As a Network Admin, I’m trying to use Ethereal to analyze the traffic on my network. Using filters, I’m able to capture what I believe are the relevant packets. However, I’m unsure of what do with them once I’ve got them. How do you display or otherwise view the captured packets it in a meaningful way (e.g. reconstruct a webpage, ASCII, etc).
Anyone have any experience with this? Thanks.
You’re not going to be able to do much of that; since Ethereal is just pulling the raw bits off the wire, all the application layer frames are broken up and embedded in the lower-level frames. I suppose it’s possible, but that’s not really what it’s intended for.
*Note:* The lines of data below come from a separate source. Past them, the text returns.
PR #3244, opened 2020-07-10
Fix GCC errors about OE_RAISE jumping variable initialization

wintersteiger:
Fixes GCC errors about the `goto` in `OE_RAISE` jumping variable initializations (`-Werror=jump-misses-init`) in EEID code; no semantic changes.

### DIFF
--- a/common/sgx/eeid.c
+++ b/common/sgx/eeid.c
@@ -132,12 +132,11 @@ done:
 oe_result_t oe_serialize_eeid(const oe_eeid_t* eeid, char* buf, size_t buf_size)
 {
     oe_result_t result = OE_UNEXPECTED;
+    char** position = &buf;
+    size_t remaining = buf_size;
 
     if (!eeid || !buf || !buf_size)
         OE_RAISE(OE_INVALID_PARAMETER);
-
-    char** position = &buf;
-    size_t remaining = buf_size;
 
     OE_CHECK(serialize_element(
         "version",
@@ -209,12 +208,11 @@ oe_result_t oe_deserialize_eeid(
     oe_eeid_t* eeid)
 {
     oe_result_t result = OE_UNEXPECTED;
+    const char** position = &buf;
+    size_t remaining = buf_size;
 
     if (!buf || !buf_size || !eeid)
         OE_RAISE(OE_INVALID_PARAMETER);
-
-    const char** position = &buf;
-    size_t remaining = buf_size;
 
     memset(eeid, 0, sizeof(oe_eeid_t));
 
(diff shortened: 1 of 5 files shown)


enclave/crypto/sha.c
```diff
@@ -121,7 +121,7 @@ oe_result_t oe_sha256_restore(
 
     uint64_t NB = ((((uint64_t)num_hashed[1]) << 32) + num_hashed[0]) / 8;
     impl->ctx.total[0] = NB & 0xFFFFFFFF;
-    impl->ctx.total[1] = (NB >> 32) & 0xFFFFFFFF;
+    impl->ctx.total[1] = ((uint32_t)(NB >> 32)) & 0xFFFFFFFF;
```
CodeMonkeyLeet, line 124: For my understanding, why is this necessary, and also, why is it not necessary for the line above this? In either case, if we're cast truncating to 32-bits, it seems the extra bit masking operation is unnecessary.

common/sgx/eeid.c
```diff
@@ -132,13 +132,12 @@ static oe_result_t deserialize_element(
 oe_result_t oe_serialize_eeid(const oe_eeid_t* eeid, char* buf, size_t buf_size)
 {
     oe_result_t result = OE_UNEXPECTED;
+    char** position = &buf;
```
CodeMonkeyLeet, line 135: This is an unsafe pointer dereference because the null check happens after this line now.

common/sgx/eeid.c
```diff
@@ -209,13 +208,12 @@ oe_result_t oe_deserialize_eeid(
     oe_eeid_t* eeid)
 {
     oe_result_t result = OE_UNEXPECTED;
+    const char** position = &buf;
```
CodeMonkeyLeet, line 211: Similarly, unsafe pointer dereference.

common/sgx/eeid.c
```diff
@@ -794,21 +800,20 @@ oe_result_t oe_eeid_evidence_ntoh(
     oe_eeid_evidence_t* evidence)
 {
     oe_result_t result = OE_UNEXPECTED;
+    const uint8_t* position = buffer;
+    size_t remaining = buffer_size, data_size;
```
CodeMonkeyLeet, line 804: Style: please split variable declarations with initializations apart from those without for readability.

```suggestion
    size_t remaining = buffer_size;
    size_t data_size = 0;
```

common/sgx/eeid.c
```diff
@@ -765,21 +772,20 @@ oe_result_t oe_eeid_evidence_hton(
     size_t buffer_size)
 {
     oe_result_t result = OE_UNEXPECTED;
+    uint8_t* position = buffer;
+    size_t remaining = buffer_size, data_size;
```
CodeMonkeyLeet, line 776:
```suggestion
    size_t remaining = buffer_size;
    size_t data_size = 0;
```

common/sgx/eeid.c
```diff
@@ -390,6 +388,11 @@ static oe_result_t verify_base_image_signature(const sgx_sigstruct_t* sigstruct)
     oe_result_t result = OE_UNEXPECTED;
     unsigned char buf[sizeof(sgx_sigstruct_t)];
     size_t n = 0;
+#ifndef OE_BUILD_ENCLAVE
```
CodeMonkeyLeet, line 391: Consider splitting this function into dedicated subfunctions for mbedtls and OpenSSL handling; the interleaved `#ifdefs` make the code increasingly hard to follow.

Side note: it looks like the mbedtls section of the code should have the same compiler issue, but may not be flagged because it is not being built with GCC in your current environment?

enclave/crypto/sha.c
wintersteiger: It's necessary because GCC complains (clang doesn't). I think the issue is the automatic promotion of `(NB >> 32)` to a signed type, but I didn't investigate it any further.

common/sgx/eeid.c
wintersteiger: There's no dereference here, it just takes the address of the argument, which should always be safe, even if `buf` is `NULL`.

common/sgx/eeid.c
wintersteiger: (see above)

common/sgx/eeid.c
wintersteiger: This fixes both mbedTLS and OpenSSL, but  yeah, I think the time has come to split that up :-)

wintersteiger: (done)

wintersteiger:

I typically use it for diagnosing problems with customer VPN and SSL access to a very firewalled application server that leans heavily on RMI. Basically, I can tell a customer firewall admin that the app isn’t working because we’re not getting his client requests from port n.
I’ve also used it to gather high-level info about link usage on certain problem segments; basically, to get graphs for particular sample periods, call up the machine’s admin, and yell at him for trying to pull 2GB of backups across a T1 at noon on a Tuesday.
For even more detailed stuff, you’ve really got to get intimately familiar with your buddy TCP, his friend IP, and their pals 802.2 and MAC.
BTW: I’ve been less than impressed with the performance of the pcap driver on Windows - at times, I’ve seen as half of the packets get dropped.
You might want to seriously consider running it from a Linux machine - I typically see less about a thousand lost packets out of 2 million captured.*
You may want to increase the buffer size and/or turning off name resoultion: at the standard 1 MB buffer, it’ll choke if I have all the name resolutions on and am monitoring heavy (for a home network) traffic.
<< Aikido–the Asian art of people-folding. >>
Ethereal can do higher-level things too, like reconstructing TCP sessions from the packets. Find any one TCP/IP packet in the stream that you want to watch (for example, by doing an ASCII search for the word “Yahoo” if you want to monitor a web browsing session with Yahoo). Right-click on the packet and choose “Follow TCP Stream”.
You should then get the entire communications session between the web server and the client, including the HTML webpages, images, and everything else that was downloaded.
If you click on the message, then go to the window underneath and start expanding it, you can look at the data part of each message in hex and ascii. You can probably figure out a few things (like what web sites someone is going to based on the dns requests) from looking at the data in ascii.
I have no idea if it’s any good or not, but you might find this book helpful:
http://www.amazon.com/gp/product/1932266828/104-2447045-8095154?v=glance&n=283155
Winpcap is a slave to the performance of your particular ethernet driver. I used ethereal during the design and development of an industrial ethernet device and it worked very well on my system. I’ve seen it run rather miserably on other computers. YMMV.